Go to the code directory and run it:

python launch_scientist_bfts.py --load_ideas "ai_scientist/ideas/i_cant_believe_its_not_better.json" --model_writeup "claude-3-5-sonnet-20240620"

The system generates a JSON file containing the study title and description.

2. Running experiments

After the idea is generated, the system creates the experiment code (e.g. experiment.py).
Perform the experiment:

python experiment.py

The results are saved in the experiments folder in the log, including data and graphs.

3. Writing of papers

Once the experiment is complete, generate a paper:

python launch_scientist_bfts.py --load_code --add_dataset_ref --model_writeup "o1-preview-2024-09-12" --model_citation "gpt-4o-2024-11-20"

Outputs LaTeX files, which are stored in the experiments/timestamp_ideaname/latex Folder. Compile with the LaTeX editor to view it.

4. Using Agentic Tree Search

This is a core feature of v2 that optimizes study paths.
Add parameters at runtime:

python launch_scientist_bfts.py --load_ideas "ai_scientist/ideas/i_cant_believe_its_not_better.json" --tree-search

generating unified_tree_viz.htmlIf you have a browser, you can open it to view the search process.
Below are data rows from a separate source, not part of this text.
Issue #1808, opened 2024-07-16
Synthetic Data: Add MWEM Synthesizer


shlomihod:
Add [MWEM](https://www.cs.huji.ac.il/~katrina//papers/mwem-nips.pdf) as the first synthetic data generator in OpenDP. The implementation is based on a stripped-down version from [Smart Noise](https://docs.smartnoise.org/synth/synthesizers/mwem.html).

PR #1813, opened 2024-07-17
feat: Synthetic Data: Add MWEM Synthesizer #1808

shlomihod:
Implementing #1808.


Shoeboxam:
@shlomihod The AIM implementation in #2406 can be parameterized with a pure-DP output measure, and the mbi approach in that PR for postprocessing counts is a more capable algorithm for fitting the joint distribution. How do you feel about closing this as a subset of that work?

5. Configuration tree search parameters

compiler bfts_config.yaml Documentation:
num_workers: Number of nodes for parallel processing, e.g. 3.
steps: Maximum number of nodes to explore, e.g. 21.
num_drafts: Number of initial research directions.
max_debug_depth: Number of debugging attempts.

caveat

safety: The code executes programs written by the AI and may call dangerous packages or be networked, it is recommended to run it with Docker.
(manufacturing, production etc) costs: Approximately $15-$20 per experiment, plus $5 for thesis writing.
success rate: v2 is highly exploratory, has a lower success rate than v1, and is suitable for open research.
Memory issues: If prompted "CUDA Out of Memory", change small model in JSON file.
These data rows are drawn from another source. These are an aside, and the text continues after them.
PR #1816, opened 2024-07-18
Conversion from privacy profile to tradeoff curve, posterior risk and relative risk

damienbfs:
relative risk.


Shoeboxam:
* **#1828** <a href="https://app.graphite.dev/github/pr/opendp/opendp/1828?utm_source=stack-comment-icon" target="_blank">Graphite</a>
* **#1816** <a href="https://app.graphite.dev/github/pr/opendp/opendp/1816?utm_source=stack-comment-icon" target="_blank">Graphite</a> 👈
* `main`

<h2></h2>

 Join @damienbfs and the rest of your teammates on <a href="https://graphite.dev?utm-source=stack-comment">Graphite <b>Graphite</b></a>

Shoeboxam:
Not a full review, but I noticed that creating a tradeoff curve with num_approximations=0 panics. In general, try to avoid unwrapping and panicking in Rust, because it will cause the Python interpreter to shut down.

In cases where you want to quickly return an error, and have an error, look into the try operator in rust (`?`).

These steps give you a complete experience of AI-Scientist-v2's research automation capabilities.

application scenario

academic research
Researchers use it to validate new algorithms, generate first drafts of papers, and save time.
Educational learning
Students use it to simulate scientific research, generate reports, and learn about experimental design.
technological innovation
Developers use it to test new ideas and quickly generate code prototypes.

QA

What models are supported?
Support for Claude 3.5 Sonnet, GPT-4o, o1-preview, etc., see llm.py Documentation.
How much did the experiment cost?
With Claude 3.5 it's about $15-$20 per session, add $5 for writing.
What should I do if I fail to generate a paper?
The success rate varies depending on the model and complexity of the idea, and the parameters can be adjusted or retried with a different model.
How do I add a new research direction?
exist ai_scientist/ideas/ Add a new JSON file in the directory and modify it with reference to the example.